PR #5539, opened 2026-08-17
Fog setup helper scheme

Stabar-ti:
# GM setup wizard for Fog of War games (`/fow setup`)

**EDIT: most new lines are explain texts and commented text for me to work the code.**

Also contains 2 new API calls for list handling, as the existing ones were not complete

## Summary

- Adds `/fow setup`, a GM-only 9-step wizard that walks a Fog of War game from creation to first turn in the GM room. Steps: **Game Type → Game Options → Map → Decks → Factions → Table Order → Neutral Player → Review → Done**. State lives in one `FowSetupWizardState` object persisted via `StoredValueHelper`, so the panel survives restarts and the GM can navigate back and forth.
- The panel is a single self-editing message (`Step N/9` header) rather than a growing stack of button posts. Each step also creates a `{game}-setup-{step}` info thread once, GM-role pinged, explaining what that step does and what the non-obvious options mean.
- **Game Options** groups homebrew/faction/deck/scoring settings into four category submenus of clear on/off toggles (`✅`/`🚫`), each with a Done button so submenus collapse instead of piling up. Includes Fractured TIGL and Alliance mode (mutually exclusive).
- **Factions** supports manual assignment, a mini faction deal, GM-driven faction bans, and Alliance pairing. 
- **Table Order** offers manual seat picks, per-player private dice rolls (nobody sees another's roll), ascending/descending resolution, and a Set Speaker button. 
- **Positions are assigned last, by design.** Loading a map (string or JSON) and starting a draft both wipe placements, so the wizard gates placement behind "a map exists" while still allowing drafting and faction assignment beforehand. Unplaced/temp-anchored players (Franken parks them at off-map `50x` anchors) are detected and re-offered.
- A **FoW Setup Wizard** button is now posted in the GM room whenever a FoW game is created, via both `/fow create_fow_game_button` and the `/bothelper` variant.

-> Cleanup is explicit: **Close Wizard** deletes the panel, archives (not deletes) the info threads, and sweeps any open ban-list pages; `/game end` clears the stored state. Nothing is left behind on the server or in save data.

### Twilight's Fall in FoW

Milty and Nucleus drafts are no longer offered in FoW games — they draft slices, tiles and speaker order, all of which the wizard handles itself, and tile/draft-order categories are already forced to 0 in FoW. In their place FoW gets **Inaugural Splice Only**, so players still draft abilities/units/genomes. That path deliberately calls `setUpFrankenFactions(..., force=false)` so it doesn't re-park players the GM has already placed.

**## Touched outside FoW **

Every change below is either additive, a pure extraction, or FoW-gated. No non-FoW behaviour changes.

| File | Change | Why non-FoW is unaffected |
|---|---|---|
| **`MessageHelper`** | +64 lines, **zero removed** — two new shared helpers (`postOrEditWithButtons`, `sendPagedSelectMenus`) | Purely additive. No existing method touched, so nothing can regress; both derive their limits from JDA constants (`SelectMenu.OPTIONS_MAX_AMOUNT`, `Message.MAX_COMPONENT_COUNT`) instead of hardcoded `25` |
| `**FrankenDraft` + 4 subclasses** | New `isFowExcludedCategory` (BLUETILE/REDTILE/DRAFTORDER → 0), applied in each variant's limit lookup | The helper's first condition is `getOwner().isFowMode()`, so outside FoW it returns false and the original limit is returned unchanged |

------------------------------------------------------------------------

__What the task requires__
Would you copy, unchanged, the stretch of the records above that begins at the line containing "# GM setup wizard" and ends at the line containing "- The panel", and only that?

__Completed exercise__
# GM setup wizard for Fog of War games (`/fow setup`)

**EDIT: most new lines are explain texts and commented text for me to work the code.**

Also contains 2 new API calls for list handling, as the existing ones were not complete

## Summary

- Adds `/fow setup`, a GM-only 9-step wizard that walks a Fog of War game from creation to first turn in the GM room. Steps: **Game Type → Game Options → Map → Decks → Factions → Table Order → Neutral Player → Review → Done**. State lives in one `FowSetupWizardState` object persisted via `StoredValueHelper`, so the panel survives restarts and the GM can navigate back and forth.
- The panel is a single self-editing message (`Step N/9` header) rather than a growing stack of button posts. Each step also creates a `{game}-setup-{step}` info thread once, GM-role pinged, explaining what that step does and what the non-obvious options mean.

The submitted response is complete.